With the recent growth of My Book It, a move to a VPS (or similar) was imminent, so this is an issue that had to be addressed and sooner rather then later. It would be a hard sell to say we are moving the site to improve reliability and performance, and by the way your timetables will take 30 seconds to load first time around. (The second time it loaded it was cached in MySQL)
So the first issue was to identify what was causing the slow loading. After watching what was happening behind the scenes while the page loaded I noted that the MySQL process would hit 100% CPU for the duration of the load. This proved that the issue was to do with the database queries and not a limit of PHP or apache. Now that I had the suspected cause, I needed to review the code to try and identify the cause.
The original code basically did the following
## Work out the variables required. ## Get the start times for the week from the classes table ## Work out how many in each class from the assoc table (1 x lookup for each class) ## Draw the timetable ## For each class slot, look up the student information (1 x lookup for each student in each class)
That worked well, but the issue was that in a school of 300 or so students, it could easily look at the database over 1500 times and as the tables grew in size so did the time it took to get the information as some of these queries were very complicated and could join over 3 tables together to get the information it was looking for.
So now that I know the issue, what could be done about it? After much thought about it I came up with a few possible solutions. (and their possible issues)

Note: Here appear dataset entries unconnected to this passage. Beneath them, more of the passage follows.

PR #387, opened 2025-06-05
Set prefetch URL and service worker correctly

### LINKED ISSUE #350: No-Vary-Search can cause reserved client creation URL mismatch

domenic:
In cases where the URL mismatches due to No-Vary-Search, we explicitly add an item to the URL list. Fixes #350.

Then, we need to ensure the active service worker is in sync with the URL of the created Document. To do this, we just manually look up the correct service worker as part of creating the reserved client.

@hiroshige-g please take a look!

### DIFF
--- a/prefetch.bs
+++ b/prefetch.bs
@@ -139,6 +139,8 @@ spec: no-vary-search; urlPrefix: https://httpwg.org/http-extensions/draft-ietf-h
     text: URL search variance; url: name-data-model
     text: obtain a URL search variance; url: name-obtain-a-url-search-varianc
     text: equivalent modulo search variance; url: name-comparing
+  type: http-header
+    text: No-Vary-Search; url: name-http-header-field-definitio
 spec: resource-timing; urlPrefix: https://w3c.github.io/resource-timing/
   type: dfn; for: PerformanceResourceTiming; text: delivery type; url: dfn-delivery-type
 </pre>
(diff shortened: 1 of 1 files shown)


hiroshige-g:
LGTM, thanks!

nit: it would be better to mention in the PR title/commit
mespage to mention the "Only the No-Vary-Search of the first response in the redirect chain is used" part.

hiroshige-g:
Filed implementation bugs:

- https://issues.chromium.org/428561252 for No-Vary-Search + prefetch
- https://issues.chromium.org/428561253 for No-Vary-Search + prerender
- https://issues.chromium.org/428500224 for ServiceWorker controller + prefetch/prerender
- https://issues.chromium.org/428561255 for Document URL + prefetch/prerender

- Archive old data – I could hold a few months (maybe a years) worth of data in the primary tables. Then on a regular basis archive old data out to another table. Then either build in some smarts to reference both or have an archive set of timetables. The issue with this was that my data is not liner (i.e. the age of the record corresponds to its location in the data).
- Increase resources to the machine. – I could add faster CPU’s, more RAM, increase the cache sizes. All of these would be easy but expensive to do. My Book It is designed to run lean so this was discounted early. Also this isn’t a fix it just delays the same issue to a point where you have spent a lot of money and just delayed the issue.
- Re-write the page. – This was the best option, but it was also the most daunting as the page I had written works, and how could I be sure that my replacement would work or have any difference at all?
After much thought about it all I decided that the right way to go was to re-write the page. This was very daunting as I could spend a lot of time re-writing the page and it may have no difference to the performance.
So I re-wrote the code with the following principals
- Reading data from the database should only happen once, I should never have to touch a record twice. (It can be stored in variables for use later)
- Database reads where expensive and memory is cheap. (i.e. variables are better then reading from the database)
In the end I re-wrote the page to look like
## Get the variables for the week ## Get all class information into an array (1 x query) ## Get all student information into an array (1 x query per class) ## Draw the timetable using the information from the arrays
This worked well it reduced page loads to approx 2 seconds down from 15. (The time was the same on both my hardware and the VPS) This is a fantastic result.
This was a very difficult thing to do. I can understand now why software companies a reluctant to re-write bad code. A lot of work could be poured into re-writing a page with little or no benefit, maybe they are unable to re-think code as this was a challenge to myself (often my re-thinking ended up with the same idea as the original), and with core components, it would be very difficult to not run into unintended consequences in re-writing how software works. (i.e. it will break something that depends on it running the way it did)
Overall, I am really glad that I did re-write this and not do one of the other methods. It was rewarding for myself to be able to rethink how I write my code and for My Book It customers in terms of performance and now reliability.